它看起來像你需要這樣的事情(使用GNU AWK的ENDFILE和刪除數組):

awk ' 
NR==FNR { ARGV[ARGC++] = $2 ".access_log"; next } 
{ 
    time = substr($4,2,17) 
    totCount[time]++ 
    if (/html/) 
     htmlCount[time]++ 
} 
ENDFILE { 
    for (time in totCount) { 
     print time, "total:", totCount[time], "html:", htmlCount[time]+0, FILENAME 
    } 
    delete totCount 
    delete htmlCount 
} 
' FS="=" domains FS=" " 

沒有必要的周邊shell循環。

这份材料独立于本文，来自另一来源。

PR #9667, opened 2024-07-22
[docs-only] fix env var description showing emails in results

kulmann:
The env var description for `ShowUserEmailInResults` suggested that emails will be omitted from the result if set to `true`. The opposite is the case.


kulmann:
> The descriptions of some other env vars mention what the default is if the env var is not set at all. Maybe that should also be added (I would be guessing or have to look at the code to know if this is enabled or disabled by default).

Good catch, thanks. I added something. Also snuck in another bit of information I learned today (admins always see email addresses).

phil-davis:
There is also PR #9668 with different words. You guys sort it out.

Personally, I prefer the "positive" approach - say what it does, and say that the default is `false`

phil-davis (approved):

phil-davis:
Note: #9668 found other places where this is also documentation for this.

Maybe some of that gets auto-generated?

Maybe this change needs to be made in multiple places?

micbar (approved):

jnweiger:
I'd like to add something about SamAccountName...
I believe, the logic was, that when we set OCIS_SHOW_USER_EMAIL_IN_RESULTS=true, but there is no email address available, the the web UI shows the SamAccountName instead?

Are the other two places I found in #9668 auto-generated?

micbar:
No, not samaccountname. That is not windows.

Please let us not creep some scope here. That would take too long.

micbar:
> Are the other two places I found in https://github.com/owncloud/ocis/pull/9668 auto-generated?

one is, yes

kulmann:
Updated the PR again. @micbar please decide which wording you like best (the one in this PR or https://github.com/owncloud/ocis/pull/9668 ).

phil-davis (approved):

PR #9668, opened 2024-07-22
fix: clarify description of OCIS_SHOW_USER_EMAIL_IN_RESULTS

jnweiger:
I am saying 'non-admin' users, that is a bit unprecise ... not sure, if we should mention AccountManagementPermission 
here?

I found the string in 3 places. hope that's correct.


phil-davis:
Also see #9667 

The final wording needs to be sorted out.

kulmann:
Superseded by https://github.com/owncloud/ocis/pull/9667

如果你想在你的輸出時間戳的順序的順序,你的輸入相匹配剛剛調整它維持秩序的軌道:

awk ' 
NR==FNR { ARGV[ARGC++] = $2 ".access_log"; next } 
{ 
    time = substr($4,2,17) 
    totCount[time]++ 
    if (/html/) 
     htmlCount[time]++ 
    if (!seen[time]++) 
     times[++numTimes] = time 
} 
ENDFILE { 
    for (i=1; i <= numTimes; i++) { 
     time = times[i] 
     print time, "total:", totCount[time], "html:", htmlCount[time]+0, FILENAME 
    } 
    delete totCount 
    delete htmlCount 
    delete times 
    delete seen 
    numTimes = 0 
} 
' FS="=" domains FS=" " 
21/Jul/2014:14:35 total: 2 html: 0 www.google.com.af.access_log 
21/Jul/2014:14:36 total: 3 html: 2 www.google.com.af.access_log 
21/Jul/2014:14:37 total: 3 html: 3 www.google.com.af.access_log 
21/Jul/2014:14:35 total: 2 html: 0 www.google.al.access_log 
21/Jul/2014:14:36 total: 3 html: 2 www.google.al.access_log 
21/Jul/2014:14:37 total: 3 html: 3 www.google.al.access_log 

以上是使用的域文件中帶剛,並與2個域這兩個「.log」文件都與您發佈的樣本相同。